━━━ SOURCE DATA ━━━

PR #14704, opened 2024-07-13
feat(FieldTheory): define typeclass for simple extensions, and prove some properties

Command-Master:
Define `SimpleExtension F K`, which says that `K` is a simple field extension of `F`, and show that together with transcendentality it implies `IsFractionRing F[X] K`.

---

- [x] depends on: #14710 


Mathlib/FieldTheory/SimpleExtension.lean
```diff
@@ -0,0 +1,120 @@
...
+open Polynomial IntermediateField algebraMap
+
+/--
+A typeclass for K being a simple extension of F, F⟮k⟯ = K.
+-/
+class SimpleExtension (F K : Type*) [CommSemiring F] [Field K] [Algebra F K] where
+  /-- The element of K which is adjoined to F. -/
+  k : K
+  /-- Every value in K is a fraction of two polynomials with coefficients in F, evaluated at k. -/
+  is_adjoin' : ∀ (x : K), ∃ (r s : Polynomial F), x = (aeval k) r / (aeval k) s
```
acmepjz, line 29: I think `class IsSimpleExtension ... : Prop` is better? Your current definition is a `Type` which carries a data `k` which is the generator of `K` over `F`. The disadvantage is that different `k` gives different instance `SimpleExtension F K`, which in my opinion complicates things.

Mathlib/FieldTheory/SimpleExtension.lean
```diff
@@ -0,0 +1,120 @@
...
+section CommRing
+
+variable (F K : Type*) [CommRing F] [Nontrivial F] [IsDomain F] [Field K] [Algebra F K]
+    [se : SimpleExtension F K]
+
+/--
+A typeclass for K being a transcendental simple extension of F.
+-/
+class TranscendentalExtension : Prop where
+  is_transcendental : Transcendental F se.k
```
acmepjz, line 64: I think your definition means purely transcendental of transcendental degree one, right? But from your name `TranscendentalExtension` neither purely transcendental nor of transcendental degree one can be inferred, which may be misleading.

Mathlib/FieldTheory/SimpleExtension.lean
```diff
@@ -0,0 +1,120 @@
+/-
+Copyright (c) 2024 Daniel Weber. All rights reserved.
+Released under Apache 2.0 license as described in the file LICENSE.
+Authors: Daniel Weber
+-/
+import Mathlib.FieldTheory.PrimitiveElement
+import Mathlib.RingTheory.Henselian
+import Mathlib.Algebra.Lie.OfAssociative
```
acmepjz, line 8: Why are these two imports needed in that file? It seems that simple extension does not use Henselian or Lie algebra.

Command-Master: I don't know, that's what #min_imports said, but indeed shake complains about it.

acmepjz: You can try to remove these two imports and see if it still compiles. (The answer is yes.)

Mathlib/FieldTheory/SimpleExtension.lean
Command-Master: My use for this `SimpleExtension` is for Liouville's theorem, where I extend this with the existence of a `v` in `F` such that `k' / k = v'` (an exponential extension) or `k' = v' / v` (a logarithmic extension). Would there be a good way to do that with `IsSimpleExtension`?

Mathlib/FieldTheory/SimpleExtension.lean
Command-Master: Maybe it's better to just create `Algebra.IsTranscendental` as not `Algebra.IsAlgebraic` which implies this?

Mathlib/FieldTheory/SimpleExtension.lean
acmepjz: I'm not sure. But from your code `Algebra F[X] K` seems that the generator `k` needs to be gives, otherwise this instance cannot be defined. So maybe your `SimpleExtension` with data is better...

I think you should clearly state in the docstring that `SimpleExtension` is with a generator given.

Mathlib/FieldTheory/SimpleExtension.lean
acmepjz: I mean maybe the name could be changed to `PurelyTranscendentalOfDegOne`

Mathlib/FieldTheory/SimpleExtension.lean
Command-Master: I edited the docstring, is it better now?

Mathlib/FieldTheory/SimpleExtension.lean
Command-Master: I removed this typeclass and replaced this assumptions with `Algebra.Transcendental`, introduced in #14710 .

Mathlib/FieldTheory/SimpleExtension.lean
Command-Master: Done.

tb65536:
Having this be a typeclass with noncanonical data seems a bit strange to me. Is there a reason you choice this approach over a plain `structure` or a data-less predicate or adding an assumption `F⟮k⟯ = ⊤` to the `IsFractionRing F[X] K` result?

Command-Master:
> Having this be a typeclass with noncanonical data seems a bit strange to me. Is there a reason you choice this approach over a plain `structure` or a data-less predicate or adding an assumption `F⟮k⟯ = ⊤` to the `IsFractionRing F[X] K` result?

What do you mean by "adding an assumption `F⟮k⟯ = ⊤` to the `IsFractionRing F[X] K` result"? Without having noncanonical data I can't get an `Algebra F[X] K` instance

tb65536:
> What do you mean by "adding an assumption `F⟮k⟯ = ⊤` to the `IsFractionRing F[X] K` result"? Without having noncanonical data I can't get an `Algebra F[X] K` instance

I just mean something like
```
theorem toIsFractionRing [Algebra.Transcendental F K] (k : K) (h : F⟮k⟯ = ⊤) :
    IsFractionRing F[X] K :=
```

acmepjz:
Is this PR still active? It needs to be migrate to fork and PR workflow.

joneugster:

━━━

[WHAT IS REQUIRED] Go through the material above, find each line with the string "where", and copy it.

[RESULT]
+class SimpleExtension (F K : Type*) [CommSemiring F] [Field K] [Algebra F K] where
+class TranscendentalExtension : Prop where
Command-Master: My use for this `SimpleExtension` is for Liouville's theorem, where I extend this with the existence of a `v` in `F` such that `k' / k = v'` (an exponential extension) or `k' = v' / v` (a logarithmic extension). Would there be a good way to do that with `IsSimpleExtension`?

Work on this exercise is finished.